Au titre des autres secteurs baissiers, l’immobilier continue de faire les frais d’une conjoncture économique peu propice, alors que le secteur du Pétrole & Gaz a été impacté par un effet stocks négatif. L’analyse de la répartition sectorielle du résultat net agrégé de la cote laisse apparaître une prédominance des bancaires avec une part de 42,3%, suivies du secteur Télécoms à hauteur de 19,5% et du secteur des BTP & matériaux de construction (10,4%). Outre les effets de cette conjoncture économique peu reluisante, se traduisant par une poursuite de la décélération du rythme de croissance du PIB national, le marché fait face à un manque de visibilité autour de l’économie nationale. La cacophonie autour des prévisions économiques laisse l’ensemble des professionnels de la place perplexes. «L’on ne sait plus quoi penser des prévisions de nos grandes institutions», affirme un analyste.

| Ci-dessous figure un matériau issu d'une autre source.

PR #2191, opened 2021-01-22
[DA-1884] MIGRATION - Importing survey structure information from Redcap

kenny-skaggs:
This updates the codebook import process to create data structures that represent how a particular survey is written in Redcap. This is a solution for updating how we represent codes parenting each other. Questions and answer options within a survey are represented with their own records, and are associated with their codes. So question and answer codes are tied to module codes through a many-to-many structure using the Survey, SurveyQuestion, and SurveyQuestionOption objects.

These new objects also save question type information from Redcap, giving the question type that they are and any additional validation information.


pegbertsch (approved):
I still am exploring these code changes / trying it out in my local environment to see if I have any unanswered questions but looks good so far.  Would like to see this get included in the 1.88.1 release as a "soft rollout"

I think it's safe to merge since AFAIK there aren't any new dependencies yet on the new tables/Survey structures yet that would impact current RDR functionality.

PR #2193, opened 2021-01-22
Refactor: Using tool_base class in sync_consent tool

kenny-skaggs:
This updates the sync_consent tool to use the ToolBase class. I'm planning on updating the tool to share more code with the same code that runs for the cron job, and to be able to make a call to the server's ManuallyTriggerConsentSync endpoint when we need to zip consent files for the VA.

### DIFF
--- a/rdr_service/tools/tool_libs/sync_consent.py
+++ b/rdr_service/tools/tool_libs/sync_consent.py
@@ -1,26 +1,16 @@
-#! /bin/env python
-#
-# Copy Consent EHR files to HPO buckets.
-#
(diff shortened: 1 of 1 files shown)


dtharpeuno (approved):
Should have named that Base class `ToolTime`

👍

kenny-skaggs:
Months or years from now when I'm trying to shoehorn a feature into the tools that tracks how long they've run, know that it was all because I really wanted to create something called ToolTime (and don't be surprised if it breaks alot and has unsafe coding practices).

Les prévisions de croissance économique tant attendues des grandes institutions telles que Bank Al-Maghrib, le CMC ou encore le HCP, censées conforter les entreprises dans leur business plan, deviennent un véritable casse-tête et en déstabilisent plus d’un. Si les estimations pour 2019 sont rapprochées, soit 2,7% pour BAM, 2,6% pour le CMC et 2,7% pour le HCP, le constat n’est pas le même pour 2020. En effet, la Banque centrale et le HCP tablent sur des taux autour de 3,8% et 3,4%, tandis que le Centre marocain de conjoncture mise sur un taux de 4,6%. Autre élément très surveillé par les opérateurs économiques, les nouvelles mesures fiscales de la loi de Finances 2020. Si le PLF 2020 vise à cimenter la confiance des opérateurs économiques en poursuivant l’encouragement de l’initiative privée et l’initiation de nouveaux programmes d’investissement rentable, certains secteurs -dont l’immobilier ou encore le transport- espèrent surtout la reconduction de certains avantages fiscaux.